Stored data
Issue #1774, opened 2023-08-24
EventingTestkit should respect TypeName annotation


aludwiko:
When publishing the type is always `class.getName`, which is fine for proto-sdk. For the code first sdk we should use the logic from JsonMessageCodec.

PR #1777, opened 2023-08-25
fix: respecting TypeName annotations when using eventing testkit

aludwiko:
References #1774

### DIFF
--- a/sdk/java-sdk-protobuf-testkit/src/main/java/kalix/javasdk/testkit/EventingTestKit.java
+++ b/sdk/java-sdk-protobuf-testkit/src/main/java/kalix/javasdk/testkit/EventingTestKit.java
@@ -16,19 +16,14 @@
 
 package kalix.javasdk.testkit;
 
-import akka.NotUsed;
 import akka.actor.ActorSystem;
 import akka.annotation.ApiMayChange;
 import akka.annotation.InternalApi;
-import akka.stream.javadsl.Source;
-import akka.testkit.TestProbe;
 import com.google.protobuf.ByteString;
-import com.google.protobuf.GeneratedMessageV3;
 import kalix.javasdk.Metadata;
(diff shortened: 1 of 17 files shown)


sdk/java-sdk-protobuf-testkit/src/main/java/kalix/javasdk/testkit/EventingTestKit.java
```diff
@@ -208,44 +203,53 @@ interface Topic {
...
      *
-     * @param payload the message payload
+     * @param payload  the message payload
      * @param metadata the metadata associated with the message
-     * @return a Message object to be used in the context of the Testkit
      * @param <T>
+     * @return a Message object to be used in the context of the Testkit
      */
-    static <T> Message<T> of(T payload, Metadata metadata) {
+    public <T> Message<T> of(T payload, Metadata metadata) {
```
aludwiko, line 234: Moving these methods here is not backward compatible, not sure how relevant that is.

efgpinto: I think it's probably fine since the feature is very recent.

efgpinto (approved):
LGTM

sdk/java-sdk-protobuf-testkit/src/main/java/kalix/javasdk/testkit/EventingTestKit.java
aludwiko: Ok, just don't forget to update the webinar (if necessary) :)

efgpinto: luckily I did not use the publisher side :D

__Task description__
Extract all of the data shown above without alteration.

__Task response__
Issue #1774, opened 2023-08-24
EventingTestkit should respect TypeName annotation


aludwiko:
When publishing the type is always `class.getName`, which is fine for proto-sdk. For the code first sdk we should use the logic from JsonMessageCodec.

PR #1777, opened 2023-08-25
fix: respecting TypeName annotations when using eventing testkit

aludwiko:
References #1774

### DIFF
--- a/sdk/java-sdk-protobuf-testkit/src/main/java/kalix/javasdk/testkit/EventingTestKit.java
+++ b/sdk/java-sdk-protobuf-testkit/src/main/java/kalix/javasdk/testkit/EventingTestKit.java
@@ -16,19 +16,14 @@
 
 package kalix.javasdk.testkit;
 
-import akka.NotUsed;
 import akka.actor.ActorSystem;
 import akka.annotation.ApiMayChange;
 import akka.annotation.InternalApi;
-import akka.stream.javadsl.Source;
-import akka.testkit.TestProbe;
 import com.google.protobuf.ByteString;
-import com.google.protobuf.GeneratedMessageV3;
 import kalix.javasdk.Metadata;
(diff shortened: 1 of 17 files shown)


sdk/java-sdk-protobuf-testkit/src/main/java/kalix/javasdk/testkit/EventingTestKit.java
```diff
@@ -208,44 +203,53 @@ interface Topic {
...
      *
-     * @param payload the message payload
+     * @param payload  the message payload
      * @param metadata the metadata associated with the message
-     * @return a Message object to be used in the context of the Testkit
      * @param <T>
+     * @return a Message object to be used in the context of the Testkit
      */
-    static <T> Message<T> of(T payload, Metadata metadata) {
+    public <T> Message<T> of(T payload, Metadata metadata) {
```
aludwiko, line 234: Moving these methods here is not backward compatible, not sure how relevant that is.

efgpinto: I think it's probably fine since the feature is very recent.

efgpinto (approved):
LGTM

sdk/java-sdk-protobuf-testkit/src/main/java/kalix/javasdk/testkit/EventingTestKit.java
aludwiko: Ok, just don't forget to update the webinar (if necessary) :)

efgpinto: luckily I did not use the publisher side :D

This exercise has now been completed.